▸ **TASK GOAL**: In the records below, which lines include "sessionId"? Copy them.

▸ **RECORD EXCERPTS**:

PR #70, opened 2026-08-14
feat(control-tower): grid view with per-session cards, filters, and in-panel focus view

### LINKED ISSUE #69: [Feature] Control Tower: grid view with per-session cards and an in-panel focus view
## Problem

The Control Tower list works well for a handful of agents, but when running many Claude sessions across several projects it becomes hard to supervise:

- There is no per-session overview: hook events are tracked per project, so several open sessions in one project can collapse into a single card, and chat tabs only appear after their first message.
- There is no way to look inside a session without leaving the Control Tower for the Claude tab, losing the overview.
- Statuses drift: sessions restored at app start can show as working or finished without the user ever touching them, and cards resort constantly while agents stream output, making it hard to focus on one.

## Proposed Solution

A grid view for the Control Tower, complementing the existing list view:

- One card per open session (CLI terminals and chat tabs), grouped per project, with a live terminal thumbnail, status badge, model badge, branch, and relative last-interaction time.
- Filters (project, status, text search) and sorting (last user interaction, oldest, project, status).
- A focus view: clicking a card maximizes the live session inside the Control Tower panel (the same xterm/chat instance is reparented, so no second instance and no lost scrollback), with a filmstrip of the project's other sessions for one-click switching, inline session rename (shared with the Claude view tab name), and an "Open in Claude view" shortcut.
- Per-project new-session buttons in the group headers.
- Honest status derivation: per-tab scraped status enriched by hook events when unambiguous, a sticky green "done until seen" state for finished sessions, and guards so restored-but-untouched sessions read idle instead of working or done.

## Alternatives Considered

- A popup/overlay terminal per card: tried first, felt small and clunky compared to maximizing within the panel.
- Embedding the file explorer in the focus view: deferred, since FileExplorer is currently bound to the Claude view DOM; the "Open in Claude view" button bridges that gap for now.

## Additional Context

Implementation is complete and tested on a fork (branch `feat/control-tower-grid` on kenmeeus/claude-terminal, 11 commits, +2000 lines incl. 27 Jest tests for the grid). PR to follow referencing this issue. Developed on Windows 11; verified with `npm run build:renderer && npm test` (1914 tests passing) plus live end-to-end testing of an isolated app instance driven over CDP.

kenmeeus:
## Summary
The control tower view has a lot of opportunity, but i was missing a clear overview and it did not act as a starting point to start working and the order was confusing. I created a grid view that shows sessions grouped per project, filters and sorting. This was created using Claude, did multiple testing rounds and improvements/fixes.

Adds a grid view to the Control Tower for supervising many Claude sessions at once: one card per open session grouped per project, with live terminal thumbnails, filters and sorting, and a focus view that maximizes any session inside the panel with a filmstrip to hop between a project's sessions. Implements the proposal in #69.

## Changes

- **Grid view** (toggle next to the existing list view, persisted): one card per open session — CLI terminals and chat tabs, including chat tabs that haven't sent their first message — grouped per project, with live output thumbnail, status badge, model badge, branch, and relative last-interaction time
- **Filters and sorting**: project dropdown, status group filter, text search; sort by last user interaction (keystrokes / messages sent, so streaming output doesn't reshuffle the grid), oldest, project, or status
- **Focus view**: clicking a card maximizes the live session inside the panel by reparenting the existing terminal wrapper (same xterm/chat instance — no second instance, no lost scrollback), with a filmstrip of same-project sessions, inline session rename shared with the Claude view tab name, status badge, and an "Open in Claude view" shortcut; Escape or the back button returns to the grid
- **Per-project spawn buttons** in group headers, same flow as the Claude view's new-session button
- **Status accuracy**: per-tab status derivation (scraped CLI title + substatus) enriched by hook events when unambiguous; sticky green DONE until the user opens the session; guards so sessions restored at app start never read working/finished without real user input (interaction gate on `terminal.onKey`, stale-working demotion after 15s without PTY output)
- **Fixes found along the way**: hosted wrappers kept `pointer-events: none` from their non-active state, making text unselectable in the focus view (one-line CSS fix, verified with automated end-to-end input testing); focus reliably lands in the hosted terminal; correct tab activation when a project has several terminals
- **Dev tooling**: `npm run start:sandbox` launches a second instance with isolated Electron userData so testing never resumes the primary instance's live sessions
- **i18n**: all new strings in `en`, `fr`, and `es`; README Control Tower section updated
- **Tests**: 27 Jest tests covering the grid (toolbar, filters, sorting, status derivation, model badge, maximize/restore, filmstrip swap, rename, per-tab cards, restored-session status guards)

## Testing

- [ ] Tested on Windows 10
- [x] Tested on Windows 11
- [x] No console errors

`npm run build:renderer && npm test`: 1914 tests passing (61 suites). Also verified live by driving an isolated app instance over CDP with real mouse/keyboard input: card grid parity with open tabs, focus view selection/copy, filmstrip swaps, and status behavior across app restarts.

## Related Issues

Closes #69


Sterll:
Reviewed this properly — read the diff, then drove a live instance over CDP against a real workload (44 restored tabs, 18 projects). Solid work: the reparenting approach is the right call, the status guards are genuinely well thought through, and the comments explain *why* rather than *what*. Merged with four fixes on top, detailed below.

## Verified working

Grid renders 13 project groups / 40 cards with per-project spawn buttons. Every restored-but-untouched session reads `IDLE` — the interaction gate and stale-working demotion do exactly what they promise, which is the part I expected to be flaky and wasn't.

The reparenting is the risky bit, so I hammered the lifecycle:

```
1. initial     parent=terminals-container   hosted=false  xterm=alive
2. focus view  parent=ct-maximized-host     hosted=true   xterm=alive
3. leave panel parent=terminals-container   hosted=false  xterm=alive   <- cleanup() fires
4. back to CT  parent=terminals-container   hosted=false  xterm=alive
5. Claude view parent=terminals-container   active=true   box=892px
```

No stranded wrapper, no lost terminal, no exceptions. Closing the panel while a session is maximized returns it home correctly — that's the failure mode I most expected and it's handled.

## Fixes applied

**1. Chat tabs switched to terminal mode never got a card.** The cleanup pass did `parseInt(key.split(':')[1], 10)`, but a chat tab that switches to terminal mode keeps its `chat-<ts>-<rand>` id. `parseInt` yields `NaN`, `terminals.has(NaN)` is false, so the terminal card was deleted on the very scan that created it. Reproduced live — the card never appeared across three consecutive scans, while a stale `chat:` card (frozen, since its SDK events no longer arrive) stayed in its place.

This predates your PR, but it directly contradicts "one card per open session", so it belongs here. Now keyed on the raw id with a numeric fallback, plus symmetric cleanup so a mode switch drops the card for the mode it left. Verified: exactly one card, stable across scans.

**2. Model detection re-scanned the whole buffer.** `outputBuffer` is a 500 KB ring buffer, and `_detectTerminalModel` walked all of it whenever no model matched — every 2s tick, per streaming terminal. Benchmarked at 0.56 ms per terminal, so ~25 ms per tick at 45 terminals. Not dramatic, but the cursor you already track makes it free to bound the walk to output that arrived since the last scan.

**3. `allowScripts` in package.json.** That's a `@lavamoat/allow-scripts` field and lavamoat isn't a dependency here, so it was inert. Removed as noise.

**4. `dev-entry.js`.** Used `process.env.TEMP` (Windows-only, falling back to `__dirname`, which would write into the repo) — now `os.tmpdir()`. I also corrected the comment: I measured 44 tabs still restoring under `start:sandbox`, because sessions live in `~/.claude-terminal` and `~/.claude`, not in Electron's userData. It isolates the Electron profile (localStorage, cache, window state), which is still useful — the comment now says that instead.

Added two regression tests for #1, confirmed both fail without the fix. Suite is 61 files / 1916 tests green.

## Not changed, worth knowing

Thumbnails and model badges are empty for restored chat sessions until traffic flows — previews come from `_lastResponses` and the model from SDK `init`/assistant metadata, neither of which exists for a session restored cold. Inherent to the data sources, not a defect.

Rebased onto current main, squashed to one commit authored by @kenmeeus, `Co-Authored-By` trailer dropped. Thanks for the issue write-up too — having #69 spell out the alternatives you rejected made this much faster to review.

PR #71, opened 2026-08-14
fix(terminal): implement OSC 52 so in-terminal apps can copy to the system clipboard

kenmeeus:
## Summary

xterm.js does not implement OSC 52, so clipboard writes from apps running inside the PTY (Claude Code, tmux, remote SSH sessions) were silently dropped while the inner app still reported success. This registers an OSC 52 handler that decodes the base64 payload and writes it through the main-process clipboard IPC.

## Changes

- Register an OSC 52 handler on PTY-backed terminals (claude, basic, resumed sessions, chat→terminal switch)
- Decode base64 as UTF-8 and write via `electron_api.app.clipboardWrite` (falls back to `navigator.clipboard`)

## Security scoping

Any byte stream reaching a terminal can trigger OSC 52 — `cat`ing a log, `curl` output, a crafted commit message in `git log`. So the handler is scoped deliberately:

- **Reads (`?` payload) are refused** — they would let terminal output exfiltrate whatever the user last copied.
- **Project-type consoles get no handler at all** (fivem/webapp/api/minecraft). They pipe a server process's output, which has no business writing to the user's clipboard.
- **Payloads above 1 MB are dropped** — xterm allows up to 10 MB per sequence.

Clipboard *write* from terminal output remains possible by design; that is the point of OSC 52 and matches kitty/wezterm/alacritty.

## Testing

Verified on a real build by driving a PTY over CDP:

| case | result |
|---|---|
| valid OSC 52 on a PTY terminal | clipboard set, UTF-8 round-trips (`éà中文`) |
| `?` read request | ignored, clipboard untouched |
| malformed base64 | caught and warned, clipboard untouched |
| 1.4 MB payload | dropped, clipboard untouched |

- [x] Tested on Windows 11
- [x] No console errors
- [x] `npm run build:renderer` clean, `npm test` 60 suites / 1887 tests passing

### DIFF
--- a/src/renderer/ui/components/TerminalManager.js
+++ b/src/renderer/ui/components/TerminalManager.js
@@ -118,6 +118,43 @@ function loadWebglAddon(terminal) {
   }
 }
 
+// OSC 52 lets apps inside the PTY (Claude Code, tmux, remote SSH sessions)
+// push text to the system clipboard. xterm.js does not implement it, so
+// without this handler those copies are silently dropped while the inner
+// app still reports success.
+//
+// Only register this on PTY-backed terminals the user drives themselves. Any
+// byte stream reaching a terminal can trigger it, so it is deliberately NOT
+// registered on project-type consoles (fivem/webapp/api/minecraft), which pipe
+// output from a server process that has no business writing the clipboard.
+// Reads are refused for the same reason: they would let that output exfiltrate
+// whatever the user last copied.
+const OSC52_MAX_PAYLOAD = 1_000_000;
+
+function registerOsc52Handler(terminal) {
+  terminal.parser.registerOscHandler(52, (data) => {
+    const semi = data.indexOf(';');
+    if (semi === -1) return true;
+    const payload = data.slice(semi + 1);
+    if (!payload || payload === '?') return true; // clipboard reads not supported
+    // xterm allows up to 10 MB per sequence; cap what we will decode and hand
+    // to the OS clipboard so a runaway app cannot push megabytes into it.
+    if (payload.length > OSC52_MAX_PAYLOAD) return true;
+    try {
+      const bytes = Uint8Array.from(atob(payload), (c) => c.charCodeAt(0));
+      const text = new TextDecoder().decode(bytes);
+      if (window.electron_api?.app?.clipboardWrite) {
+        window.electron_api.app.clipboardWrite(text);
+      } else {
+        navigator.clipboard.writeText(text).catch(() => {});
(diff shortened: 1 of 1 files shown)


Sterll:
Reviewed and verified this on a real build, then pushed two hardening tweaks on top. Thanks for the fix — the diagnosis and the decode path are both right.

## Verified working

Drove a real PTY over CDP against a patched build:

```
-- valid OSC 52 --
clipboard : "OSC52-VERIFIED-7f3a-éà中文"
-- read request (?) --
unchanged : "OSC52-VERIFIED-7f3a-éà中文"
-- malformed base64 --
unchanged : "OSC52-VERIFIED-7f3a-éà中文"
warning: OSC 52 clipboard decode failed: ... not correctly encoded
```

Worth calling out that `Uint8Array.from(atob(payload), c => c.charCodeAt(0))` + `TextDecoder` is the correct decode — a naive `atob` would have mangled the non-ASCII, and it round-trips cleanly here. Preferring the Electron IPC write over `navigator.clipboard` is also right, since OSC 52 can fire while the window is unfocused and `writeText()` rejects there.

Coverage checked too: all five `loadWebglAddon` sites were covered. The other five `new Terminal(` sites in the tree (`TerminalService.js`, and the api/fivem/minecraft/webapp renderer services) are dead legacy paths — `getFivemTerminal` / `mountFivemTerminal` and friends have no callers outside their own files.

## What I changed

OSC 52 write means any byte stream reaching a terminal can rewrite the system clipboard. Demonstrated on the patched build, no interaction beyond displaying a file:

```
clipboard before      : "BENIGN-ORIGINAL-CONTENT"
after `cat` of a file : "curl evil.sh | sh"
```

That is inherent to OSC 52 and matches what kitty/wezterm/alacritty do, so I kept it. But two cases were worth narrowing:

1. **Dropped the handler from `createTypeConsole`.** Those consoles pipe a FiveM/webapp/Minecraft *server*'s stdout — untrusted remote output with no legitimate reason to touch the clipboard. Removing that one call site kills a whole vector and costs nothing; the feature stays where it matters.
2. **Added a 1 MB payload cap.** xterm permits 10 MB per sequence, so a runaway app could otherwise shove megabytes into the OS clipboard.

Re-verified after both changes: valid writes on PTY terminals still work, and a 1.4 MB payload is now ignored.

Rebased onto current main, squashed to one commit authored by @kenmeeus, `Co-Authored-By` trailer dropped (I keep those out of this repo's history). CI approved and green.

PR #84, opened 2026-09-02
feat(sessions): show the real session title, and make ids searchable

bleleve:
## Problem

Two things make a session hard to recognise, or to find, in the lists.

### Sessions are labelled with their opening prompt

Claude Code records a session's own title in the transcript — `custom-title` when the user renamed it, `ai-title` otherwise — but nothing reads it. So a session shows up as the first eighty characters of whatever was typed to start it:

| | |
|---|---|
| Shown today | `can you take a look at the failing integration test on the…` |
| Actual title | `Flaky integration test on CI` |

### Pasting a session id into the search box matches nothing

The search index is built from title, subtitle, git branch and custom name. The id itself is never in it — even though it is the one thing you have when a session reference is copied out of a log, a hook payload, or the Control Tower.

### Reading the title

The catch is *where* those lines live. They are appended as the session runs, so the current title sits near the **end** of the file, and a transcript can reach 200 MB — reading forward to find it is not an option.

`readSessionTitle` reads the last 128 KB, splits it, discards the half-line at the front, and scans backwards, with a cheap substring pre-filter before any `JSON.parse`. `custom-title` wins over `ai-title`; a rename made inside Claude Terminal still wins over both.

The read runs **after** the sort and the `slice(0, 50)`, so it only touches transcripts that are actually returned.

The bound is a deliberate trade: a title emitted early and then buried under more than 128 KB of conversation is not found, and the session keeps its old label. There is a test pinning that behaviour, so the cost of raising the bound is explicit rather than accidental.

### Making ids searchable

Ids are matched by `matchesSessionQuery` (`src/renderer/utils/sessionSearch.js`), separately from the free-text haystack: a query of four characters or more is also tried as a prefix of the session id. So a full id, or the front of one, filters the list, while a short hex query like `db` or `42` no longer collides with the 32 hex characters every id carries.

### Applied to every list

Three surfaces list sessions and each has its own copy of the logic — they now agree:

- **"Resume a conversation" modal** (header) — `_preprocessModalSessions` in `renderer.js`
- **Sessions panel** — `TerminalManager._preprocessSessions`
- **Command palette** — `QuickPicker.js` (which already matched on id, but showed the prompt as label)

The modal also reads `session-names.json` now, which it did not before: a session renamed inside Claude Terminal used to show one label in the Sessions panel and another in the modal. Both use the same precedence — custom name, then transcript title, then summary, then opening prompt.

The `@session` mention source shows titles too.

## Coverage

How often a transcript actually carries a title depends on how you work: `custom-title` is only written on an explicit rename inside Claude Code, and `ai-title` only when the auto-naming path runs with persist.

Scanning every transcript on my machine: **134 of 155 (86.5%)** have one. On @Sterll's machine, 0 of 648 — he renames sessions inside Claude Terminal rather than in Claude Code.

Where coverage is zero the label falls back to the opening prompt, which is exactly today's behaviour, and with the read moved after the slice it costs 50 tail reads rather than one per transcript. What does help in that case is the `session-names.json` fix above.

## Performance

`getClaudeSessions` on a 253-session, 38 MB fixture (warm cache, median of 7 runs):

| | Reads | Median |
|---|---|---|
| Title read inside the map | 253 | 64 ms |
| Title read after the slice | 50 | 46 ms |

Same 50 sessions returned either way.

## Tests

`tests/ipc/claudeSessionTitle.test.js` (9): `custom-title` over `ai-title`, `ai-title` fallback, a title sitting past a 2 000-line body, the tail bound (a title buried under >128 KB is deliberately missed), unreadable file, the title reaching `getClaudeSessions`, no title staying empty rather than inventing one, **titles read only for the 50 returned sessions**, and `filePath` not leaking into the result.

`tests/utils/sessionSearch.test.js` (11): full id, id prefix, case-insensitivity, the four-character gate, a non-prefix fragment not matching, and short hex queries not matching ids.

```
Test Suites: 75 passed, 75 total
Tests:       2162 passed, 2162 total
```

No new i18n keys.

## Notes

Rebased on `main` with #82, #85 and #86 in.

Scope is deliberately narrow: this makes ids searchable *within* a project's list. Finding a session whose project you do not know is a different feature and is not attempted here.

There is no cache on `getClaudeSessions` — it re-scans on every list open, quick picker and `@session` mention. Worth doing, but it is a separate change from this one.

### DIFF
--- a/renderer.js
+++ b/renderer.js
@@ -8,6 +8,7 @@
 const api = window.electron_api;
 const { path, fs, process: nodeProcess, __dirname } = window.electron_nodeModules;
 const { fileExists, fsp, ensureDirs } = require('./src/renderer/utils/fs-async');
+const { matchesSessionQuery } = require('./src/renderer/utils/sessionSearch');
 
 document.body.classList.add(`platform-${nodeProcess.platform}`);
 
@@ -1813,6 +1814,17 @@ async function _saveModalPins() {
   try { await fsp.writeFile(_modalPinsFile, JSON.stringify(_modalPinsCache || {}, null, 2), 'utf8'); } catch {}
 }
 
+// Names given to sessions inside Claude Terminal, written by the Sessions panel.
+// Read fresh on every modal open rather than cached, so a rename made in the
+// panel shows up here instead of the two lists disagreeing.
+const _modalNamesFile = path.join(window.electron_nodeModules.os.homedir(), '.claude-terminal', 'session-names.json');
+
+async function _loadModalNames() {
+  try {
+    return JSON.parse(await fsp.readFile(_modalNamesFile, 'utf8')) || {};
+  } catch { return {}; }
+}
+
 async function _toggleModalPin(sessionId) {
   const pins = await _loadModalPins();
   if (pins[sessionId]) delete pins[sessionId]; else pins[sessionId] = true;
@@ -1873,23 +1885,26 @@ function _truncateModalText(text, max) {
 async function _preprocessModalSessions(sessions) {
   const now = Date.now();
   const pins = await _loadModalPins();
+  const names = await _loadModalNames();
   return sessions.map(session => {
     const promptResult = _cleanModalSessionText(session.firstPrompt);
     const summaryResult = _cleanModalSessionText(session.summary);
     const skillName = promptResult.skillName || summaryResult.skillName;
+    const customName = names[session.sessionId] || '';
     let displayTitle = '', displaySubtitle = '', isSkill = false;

▸ **RESULT**:
 async function _toggleModalPin(sessionId) {
   if (pins[sessionId]) delete pins[sessionId]; else pins[sessionId] = true;
+    const customName = names[session.sessionId] || '';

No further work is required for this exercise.